Из рассказа о прошлом Онегина, сразу же прикрепляемого к точно
определенной общественной среде, — столичному («родился на брегах Невы»)
дворянско-светскому обществу, читатель узнает, как постепенно складывался
характер героя: узнает о беспорядочной семейной обстановке и быте
родительского дома мальчика Евгения, об его уродливом воспитании на
иностранный лад, его возмужалости, суетном и бесплодном светском
существовании. Читатель видит, что никаких «несчастий» с Онегиным не
происходит. Наоборот, «забав и роскоши дитя», он проводит время «среди
блистательных побед, // Среди вседневных наслаждений». Словом, в
обстоятельствах его жизни не было решительно ничего романтически
исключительного; напротив, они были сугубо типичными для людей данного
общественного круга. Типические обстоятельства сложили и типический
характер. Типичность характера Онегина сразу, при знакомстве с первой же
главой пушкинского романа, бросилась в глаза современникам поэта. Онегиных,
подчеркивал в рецензии на первую главу один из критиков, «встречаем дюжинами
на всех больших улицах». «Я вижу франта, который душой и телом предан моде —
вижу человека, которых тысячи встречаю наяву, ибо самая холодность и
мизантропия теперь в числе туалетных приборов», — писал Пушкину А. Бестужев.

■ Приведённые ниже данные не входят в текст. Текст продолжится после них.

PR #433, opened 2018-01-26
Fixes null ref in DatabaseErrorPageMiddleware.

anpete:
Fix aspnet/Home#2820 - UseDatabaseErrorPage throws NullReferenceException when ef exception occur in background task
Fix aspnet/EntityFrameworkCore#9599 - Insert entity in non existing table throws NullException

Added null checks to async local access in event callback.

Related to aspnet/Home#2825

### DIFF
--- a/src/Microsoft.AspNetCore.Diagnostics.EntityFrameworkCore/DatabaseErrorPageMiddleware.cs
+++ b/src/Microsoft.AspNetCore.Diagnostics.EntityFrameworkCore/DatabaseErrorPageMiddleware.cs
@@ -78,6 +78,8 @@ namespace Microsoft.AspNetCore.Diagnostics.EntityFrameworkCore
             _options = options.Value;
             _logger = loggerFactory.CreateLogger<DatabaseErrorPageMiddleware>();
 
+            // Note: this currently leaks if the server hosting this middleware is disposed.
+            // See aspnet/Home #2825
             DiagnosticListener.AllListeners.Subscribe(this);
         }
 
@@ -121,7 +123,6 @@ namespace Microsoft.AspNetCore.Diagnostics.EntityFrameworkCore
                         else
                         {
                             var relationalDatabaseCreator = context.GetService<IDatabaseCreator>() as IRelationalDatabaseCreator;
-
                             if (relationalDatabaseCreator == null)
                             {
                                 _logger.NotRelationalDatabase();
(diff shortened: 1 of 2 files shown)


ajcvickers (approved):

src/Microsoft.AspNetCore.Diagnostics.EntityFrameworkCore/DatabaseErrorPageMiddleware.cs
```diff
@@ -216,15 +217,17 @@ void IObserver<DiagnosticListener>.OnNext(DiagnosticListener diagnosticListener)
         {
             switch (keyValuePair.Value)
             {
+                // NB: _localDiagnostic.Value can be null when this middleware has been leaked.
```
Tratcher: can be null when DB operations take place outside of a request thread.

src/Microsoft.AspNetCore.Diagnostics.EntityFrameworkCore/DatabaseErrorPageMiddleware.cs
```diff
@@ -78,6 +78,8 @@ public void Hold(Exception exception, Type contextType)
             _options = options.Value;
             _logger = loggerFactory.CreateLogger<DatabaseErrorPageMiddleware>();
 
+            // Note: this currently leaks if the server hosting this middleware is disposed.
```
Tratcher: Want to try the IMiddleware fix here?

Tratcher (commented):
You opted not to try simplifying the design instead?

src/Microsoft.AspNetCore.Diagnostics.EntityFrameworkCore/DatabaseErrorPageMiddleware.cs
anpete: Depends what it is :trollface:

src/Microsoft.AspNetCore.Diagnostics.EntityFrameworkCore/DatabaseErrorPageMiddleware.cs
anpete: Want me to add that?

src/Microsoft.AspNetCore.Diagnostics.EntityFrameworkCore/DatabaseErrorPageMiddleware.cs
Tratcher: Change the class to implement IMiddleware and IDisposable. The catch is that the class has to be registered as a service. Diagnostics does not currently register any services.

anpete:
Re the design simplification, it turns out that any random database exception can end up here, and we need a way to deduce that it came from EF. Would love to improve this if you have any ideas.

Tratcher:
Don't they all get wrapped?

anpete:
No.

src/Microsoft.AspNetCore.Diagnostics.EntityFrameworkCore/DatabaseErrorPageMiddleware.cs
anpete: What does registration of the middleware look like from UseDatabaseErrorPage?

Tratcher: It's still `app.UseMiddleware<DatabaseErrorPageMiddleware>`, but passing in options directly might not work.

Однако романтик Бестужев не понял всей реалистической сложности «главного
лица» пушкинского романа в стихах.
Онегин — не просто «франт», «молодой повеса». Сам Пушкин неоднократно
отзывается о своем герое иронически. Но своеобразный лиро-иронический тон —
характерная особенность всего пушкинского романа в стихах, свидетельствующая
о выходе Пушкина на совершенно самостоятельный творческий путь, об его
способности критически отнестись и к самой действительности, и к
существовавшим до этого традиционным (в частности, и в особенности, —
романтическим) способам и приемам ее литературно-художественного отражения.